Posted by Stacey Swift in environment, Internet, Technology, work-family balance, Workplaces.
2 comments

The invention of the Internet made working from the home a possibility for many employees. Technology such as telephones, laptops, fax machines, and even web-cams helped to make home offices a great alternative for many people. Whether its being home with the kids or working on a different coast, people no longer need to leave their home in order to conduct business. Recently, people are discovering the advantages of “alternative work-spaces” rather than isolating yourself in a home office. Darius Roberts is a 27 year old starting a company that prefers to work out of a coffee shop rather than his apartment. Those who work at home often complain of loneliness and lack of a social network. With access to wireless and coffee and the opportunity to meet other developers he finds the coffee shop to be a productive “office.” In addition to informal work spaces such as coffee shops, more structured communal work spaces have been introduced. Roberts found a flyer for the Hat Factory, a community office space that offers a communal kitchen, a desk, private meeting room, and a lounge for just $10 a day or $170 a month. He says this encourages more meaningful connections than just a coffee shop. It is a great place for entrepreneurs to share not only resources but also ideas and network.

co-working facilities help fill the social needs people have as well—either informally, by simply bringing together a group of people with similar interests, or formally, through networking events, holiday parties, and even softball leagues.

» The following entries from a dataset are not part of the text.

PR #3046, opened 2022-10-31
Fix return of consent for admitted users & users on waiting list

LudvigHz:
- Return consents when user is admitted to event
- Only return relevant consents for event administrate

### DIFF
--- a/lego/apps/events/models.py
+++ b/lego/apps/events/models.py
@@ -605,6 +605,11 @@ class Event(Content, BasisModel, ObjectPermissionsModel):
             return self.user_reg[0].pool is not None
         return self.registrations.filter(user=user).exclude(pool=None).exists()
 
+    def is_on_waiting_list(self, user):
+        return self.registrations.filter(
+            user=user, pool=None, status=constants.SUCCESS_REGISTER
+        ).exists()
+
     def get_registration(self, user):
         return self.registrations.filter(user=user).exclude(pool=None).first()
 
--- a/lego/apps/events/serializers/events.py
+++ b/lego/apps/events/serializers/events.py
@@ -245,10 +245,15 @@ class EventReadUserDetailedSerializer(EventReadDetailedSerializer):
             return []
 
         # Only return consents for events that use consent
-        # and the user is allowed to register
+        if not obj.use_consent:
+            return []
+
+        # If the user is not allowed to register and is not registered,
+        # there is no need for consents
         if (
-            not obj.use_consent
-            or len(obj.get_possible_pools(request.user, future=True)) == 0
+            not obj.is_admitted(request.user)
+            and not obj.is_on_waiting_list(request.user)
+            and len(obj.get_possible_pools(request.user, future=True)) == 0
         ):
             return []
 
--- a/lego/apps/events/tests/test_events_api.py
+++ b/lego/apps/events/tests/test_events_api.py
@@ -2140,3 +2140,72 @@ class EventPhotoConsentTestCase(BaseAPITestCase):
             0,
             "photoConsents should not exist on the event response",
         )
+
+    def test_event_consent_admitted(self):
+        """
+        PhotoConsents should return consents if the user is admitted
+        """
+        event = Event.objects.get(title="POOLS_NO_REGISTRATIONS")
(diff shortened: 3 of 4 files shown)


lego/apps/events/models.py
```diff
@@ -605,6 +605,11 @@ def is_admitted(self, user):
             return self.user_reg[0].pool is not None
         return self.registrations.filter(user=user).exclude(pool=None).exists()
 
+    def is_on_waiting_list(self, user):
+        return self.registrations.filter(
+            user=user, pool=None, status=constants.SUCCESS_REGISTER
+        ).exists()
```
ivarnakken, line 611: wait, how does this check if someone's on waiting list? Is the waiting list pool `None`?

lego/apps/events/serializers/events.py
```diff
@@ -247,8 +247,12 @@ def get_photo_consents(self, obj: Event):
...
         # and the user is allowed to register
         if (
-            not obj.use_consent
-            or len(obj.get_possible_pools(request.user, future=True)) == 0
+            not obj.is_admitted(request.user)
+            and not obj.is_on_waiting_list(request.user)
+            and (
+                not obj.use_consent
+                or len(obj.get_possible_pools(request.user, future=True)) == 0
+            )
```
ivarnakken, line 255: Just when I though this couldn't get any uglier ... It's impossible to read (in combination with the check above) and I'll just have to trust that it works ... Not to mention that further developing this is a pain in the ass

lego/apps/events/tests/test_events_api.py
```diff
@@ -2140,3 +2140,72 @@ def test_event_without_consent_in_future(self):
...
+        self.assertEqual(
+            len(user_consents),
+            len(PHOTO_CONSENT_DOMAINS) * 2,
+            "User should have an extra semester worths of consents",
+        )
+
+        for consent in event_response.json()["photoConsents"]:
+            self.assertIn(
+                (consent["year"], consent["semester"], consent["domain"]),
+                [(c.year, c.semester, c.domain) for c in user_consents],
```
Arashfa0301, line 2209: Maybe consent instead of c ??

ivarnakken (approved):
Tests look solid - nice 💯

lego/apps/events/tests/test_events_api.py
Arashfa0301: or user_consent...

lego/apps/events/serializers/events.py
LudvigHz: Hmm, yeah maybe you're right :grimacing:. What about this:
```python
if (
    not obj.use_consent or (
        not obj.is_admitted(request.user)
        and not obj.is_on_waiting_list(request.user)
        and len(obj.get_possible_pools(request.user, future=True)) == 0
    )
 )
```

I also wanted to extract the `not obj.is_admitted` into a separate if, but the peeps at the office preferred this.

Also, there is a bug here as you can see :upside_down_face:

Arashfa0301:
Nice job. The only note worthy thing is that there are some duplicate code in your tests. Maybe there could be something done about them?

Arashfa0301 (approved):

lego/apps/events/models.py
LudvigHz: yes. If a registration is on the waiting list, it's pool is `None`. Of course it has to be a `success` as well :)

juniwbjerde (approved):
Looks good after fixing the one if as @ivarnakken commented:)

lego/apps/events/serializers/events.py
LudvigHz: @ivarnakken I changed it to the suggestion here now. Let me know if you still think it should be different, otherwise I'll merge this ASAP.

ivarnakken: Sure, this looks better. I think `not obj.is_admitted(request.user)` should be separated though

erlingfn (approved):
Looks good!

lego/apps/events/serializers/events.py
LudvigHz: Done

PR #3080, opened 2022-11-21
Lock pools as well as event when bumping

LudvigHz:
Previously, only the event itself was locked. When a registration is registered to an event, we only lock the pool, since we don't actually care about the event unless it's merged. This means that we can see race conditions when we lock the _event_ when bumping (e.g. in `unregister()`), and a single _pool_ in `register()` while actually modifying the reg count of that same _pool_ in `unregister()`.

By locking the pools in all of these places, as well as the event while bumping, we make sure that only one of these happens at a time.

OOPS: 
I plan to try making a test to try to repro this. But not today...
Awesome if someone wants to look over and see if this makes sense in the mean time though :)

### DIFF
--- a/lego/apps/events/fixtures/test_events.yaml
+++ b/lego/apps/events/fixtures/test_events.yaml
@@ -264,7 +264,7 @@
     name: Abakusmember
     capacity: 2
     event: 10
-    counter: 2
+    counter: 1
     activation_date: "2019-09-01T13:20:30+03:00"
     permission_groups:
       - - Abakus
--- a/lego/apps/events/tasks.py
+++ b/lego/apps/events/tasks.py
@@ -2,6 +2,7 @@ import uuid
 from datetime import timedelta
 
 from django.db import IntegrityError, transaction
+from django.db.models import Q
 from django.utils import timezone
 
 import stripe
@@ -456,7 +457,8 @@ def check_events_for_registrations_with_expired_penalties(self, logger_context=N
         with transaction.atomic():
             locked_event = Event.objects.select_for_update().get(pk=event_id)
             if locked_event.waiting_registrations.exists():
-                for pool in locked_event.pools.all():
+                locked_pools = locked_event.pools.select_for_update().all()
+                for pool in locked_pools:
                     if pool.is_activated and not pool.is_full:
                         for _ in range(locked_event.waiting_registrations.count()):
                             locked_event.check_for_bump_or_rebalance(pool)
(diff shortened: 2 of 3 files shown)


lego/apps/events/tasks.py
```diff
@@ -475,7 +477,11 @@ def bump_waiting_users_to_new_pool(self, logger_context=None):
     )
     for event_id in events_ids:
         with transaction.atomic():
-            locked_event = Event.objects.select_for_update().get(pk=event_id)
+            locked_event = (
+                Event.objects.select_related("pools")
```
ivarnakken, line 481: Why is the `select_related("pools")` needed here? My understanding here is that the `of` arg will lock related objects, in this case `pools`, so wouldn't that be sufficient?

LudvigHz: Oops, yeah I initially used a `select_related` to lock the pools but realized that that won't work, and we have to use the `of` parameter here.

LudvigHz: I had to change this as well, since we apparently can't lock rows of related objects like this. We can only lock related objects included in the query, which pools are not here. So I instead opted to just lock the event, and then lock all the pools. I _think_ this should be fine, since the order of locking shouldn't matter since we only check the reg counter when the event is merged, and the lock should be acquired in all those places.

lego/apps/events/fixtures/test_events.yaml
```diff
@@ -264,7 +264,7 @@
     name: Abakusmember
     capacity: 2
     event: 10
-    counter: 2
+    counter: 1
```
LudvigHz, line 267: This was incorrect, since the test making sure that the task for ensuring the counter is correct of course did not work. Now that the task is fixed, the tests now failed on this event of course.

This was prob just copy-pasted, so should not have any negative effects.

lego/apps/events/tasks.py
```diff
@@ -477,7 +479,8 @@ def bump_waiting_users_to_new_pool(self, logger_context=None):
         with transaction.atomic():
             locked_event = Event.objects.select_for_update().get(pk=event_id)
             if locked_event.waiting_registrations.exists():
-                for pool in locked_event.pools.all():
+                locked_pools = locked_event.pools.select_for_update().all()
+                for pool in locked_pools:
```
LudvigHz, line 483: The locking order here should be fine, since we check for `pool.is_full` below. Had we had `event.is_full` (when merged) this would cause race conditions as well.

We should be wary to make sure we have this order as well everywhere, otherwise we could end up with deadlocks :grimacing:

lego/apps/events/tasks.py
```diff
@@ -577,13 +580,15 @@ def check_that_pool_counters_match_registration_number(self, logger_context=None
     self.setup_logger(logger_context)
 
     events_ids = Event.objects.filter(
-        start_time__gte=timezone.now(), merge_time__gte=timezone.now()
+        Q(start_time__gte=timezone.now()),
```
ivarnakken, line 583: Is this necessary?

LudvigHz: Well, otherwise we'd be checking all old events? This makes sure we only test for events that are in the future.

ivarnakken: oh shoot I'm sorry, I read `merge_time__gte` and thought it was a duplicate of the one below ..

PR #3081, opened 2022-11-22
Make not-accepted meetings transparent in calendar

ollfkaih:
Fixes an annoyance of mine, kinda™️    
bilde
Appears white (test123) and not dashed in google calendar, but this seems to be the proper way to do this

### DIFF
--- a/lego/apps/ical/utils.py
+++ b/lego/apps/ical/utils.py
@@ -16,9 +16,9 @@ def add_events_to_ical_feed(
         add_event_to_ical_feed(feed, event, price, title, ical_starttime, ical_endtime)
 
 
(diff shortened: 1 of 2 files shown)


ivarnakken (approved):
Good shit 💯

norbye (approved):

LudvigHz:
I just had a quick lock at the iCalendar protocol, and would it not be a lot better to use the `STATUS` field[^1]? This will also make it work better for more calendar clients. I'm guessing the `transparency` field here is a gCal specific thing?

[^1]: https://icalendar.org/iCalendar-RFC-5545/3-2-12-participation-status.html

PR #3088, opened 2022-11-27
Fix weekly mail when email is empty

erlingfn:
The behavior for not sending an email when there is nothing to put in the weekly mail was broken. Unfortunately the tast was also broken, so this error was not discovered. This fixes both the behavior and the test.


eikhr (approved):
lgtm :)

LudvigHz (approved):

PR #3089, opened 2022-11-28
Bump mypy to version 0.991

ivarnakken:
Also, in accordance, bump `django-stubs` to v1.13 and `djangorestframework-stubs` to v1.8.

I want to get this in before I start typing a bunch of stuff.

### DIFF
--- a/lego/apps/events/models.py
+++ b/lego/apps/events/models.py
@@ -1,5 +1,6 @@
+from __future__ import annotations
+
 from datetime import timedelta
-from typing import Union
 
 from django.conf import settings
 from django.core.exceptions import ValidationError
@@ -376,7 +377,7 @@ class Event(Content, BasisModel, ObjectPermissionsModel):
                 if follow_event_item:
                     follow_event_item.delete()
 
-    def check_for_bump_or_rebalance(self, open_pool: "Pool"):
+    def check_for_bump_or_rebalance(self, open_pool: Pool):
         """
         Checks if there is an available spot in the event.
         If so, and the event is merged, bumps the first person in the waiting list.
@@ -399,7 +400,7 @@ class Event(Content, BasisModel, ObjectPermissionsModel):
                         return self.bump(to_pool=open_pool)
                 self.try_to_rebalance(open_pool=open_pool)
 
-    def bump(self, to_pool: "Pool" = None):
+    def bump(self, to_pool: Pool | None = None):
         """
         Pops the appropriate registration from the waiting list,
         and moves the registration from the waiting list to `to pool`.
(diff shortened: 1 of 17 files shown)


lego/apps/users/models.py
```diff
@@ -1,3 +1,4 @@
+# mypy: ignore-errors
```
ivarnakken, line 1: It's impossible to type to due a weird mypy bug, and I'm not gonna spend another month on this ...

setup.cfg
```diff
@@ -16,9 +16,14 @@ combine_as_imports = true
...
 [mypy]
 python_version = 3.11
-plugins = mypy_django_plugin.main,mypy_drf_plugin.main
-ignore_missing_imports = True
-allow_untyped_globals = True
+plugins = mypy_django_plugin.main, mypy_drf_plugin.main
+ignore_missing_imports = true
+allow_untyped_globals = true
+# TODO: Enable this, but it requires a lot of work (~600 errors)
+check_untyped_defs = false
```
ivarnakken, line 23: Didn't know this was a thing, but we have been suppressing roughly 600 errors because of it. Should perhaps enable and set an allowed error amount (like we've done for typescript in the webapp)? Thoughts?

lego/apps/events/tasks.py
```diff
@@ -6,7 +6,7 @@
 from django.utils import timezone
 
 import stripe
-from celery import chain
+from celery.canvas import chain
```
LudvigHz, line 9: Why has this import changed?

setup.cfg
ivarnakken: Also, we should configure `mypy` in general a lot better here! There's many features which are currently not utilizing.

lego/apps/users/models.py
LudvigHz: I'm guessing it's the `UserManager` that is causing problems? I spent some time on it as well, and it's a goddam nightmare, although I _believe_ it should be possible to fix. 

Do you have a reference to an issue report or similar? Would be nice to have that so we can check on it once in a while if this is fixed/simplified.

LudvigHz (approved):
Nice :100: 
Looks good. (actually way fewer fixes than I would have thought, disregarding the manager hell).

setup.cfg
LudvigHz: I agree. Setting the limit to what it is now at least enforces all new code to be typed :)
When we set up mypy last time, it was just the bootstrapping, and we ignored all types just to make it pass CI. But I think enabling some of the actual nice features would be nice.

ivarnakken:
> I'm guessing it's the UserManager that is causing problems?

Yes.

> Do you have a reference to an issue report or similar? Would be nice to have that so we can check on it once in a while if this is fixed/simplified.

I do not currently have one, but I vaguely remember some related issues when I worked on this during summer.

ivarnakken:
> (actually way fewer fixes than I would have thought, disregarding the manager hell).

That's because most are suppressed (see comment above regarding `check_untyped_defs`).

lego/apps/events/models.py
```diff
@@ -1,5 +1,6 @@
+from __future__ import annotations
```
ivarnakken, line 1: I thought this would finally be mandatory in Python 3.11, but that was not the case ..

PR #3126, opened 2022-12-17
Type improvements

ivarnakken:
- Configure `mypy` more thoroughly, and allow it to fail on CI
- Statically type event models (~140 errors down)

---

Resolves ABA-182


lego/apps/events/models.py
```diff
@@ -755,40 +793,40 @@ class Pool(BasisModel):
     class Meta:
         ordering = ["id"]
 
-    def delete(self, *args, **kwargs):
+    def delete(self, *args: Any, **kwargs: Any) -> tuple[int, dict[str, int]]:
         if not self.registrations.exists():
-            super().delete(*args, **kwargs)
+            return super().delete(*args, **kwargs)
```
ivarnakken, line 798: Assuming this won't affect any logic? `super().delete()` returns a tuple further up, making it wrong to say this returns `None`, thus making mypy complain that there's no return statement.

lego/apps/events/models.py
```diff
@@ -871,20 +909,20 @@ def should_notify(self, time=None):
...
         return False
 
-    def set_payment_success(self):
+    def set_payment_success(self) -> Registration:
         self.payment_status = constants.PAYMENT_MANUAL
         self.save()
         return self
 
-    def set_presence(self, presence):
+    def set_presence(self, presence: str) -> None:
```
ivarnakken, line 917: `presence` must be in `constants.PRESENCE_CHOICES`, but I couldn't get to type it any better than this. Would love some input.

lego/apps/users/models.py
```diff
@@ -468,7 +470,7 @@ def restricted_lookup(self):
     def announcement_lookup(self):
         return [self]
 
-    def unanswered_surveys(self):
+    def unanswered_surveys(self) -> list:
```
ivarnakken, line 473: Actually returning `list[Survey]`, but the `Survey` model is imported inside of the function, so this'll have to do.

setup.cfg
```diff
@@ -19,8 +19,25 @@ python_version = 3.11
 plugins = mypy_django_plugin.main, mypy_drf_plugin.main
 ignore_missing_imports = true
 allow_untyped_globals = true
-# TODO: Enable this, but it requires a lot of work (~600 errors)
```
ivarnakken, line 22: It's actually over 5000 errors btw.

lego/apps/events/models.py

Last week in class we discussed social networks. The use of technology has broken down many social networks, eliminating a lot of the personal interaction that used to be necessary. Do you think working from home is a good option? People do have social needs, does working from home destroy these social networks, or is being able to conference call to an office a sufficient alternative? I think as long as a certain level of personal interaction is maintained working from home can be a great alternative, especially for those with children. Additionally, for those who feel lonely at home or are just starting up a business I think the use of community offices is a great way to create social networks. People who would otherwise be working in isolation can share their ideas with others in similar situations. How much social interaction does one need to work?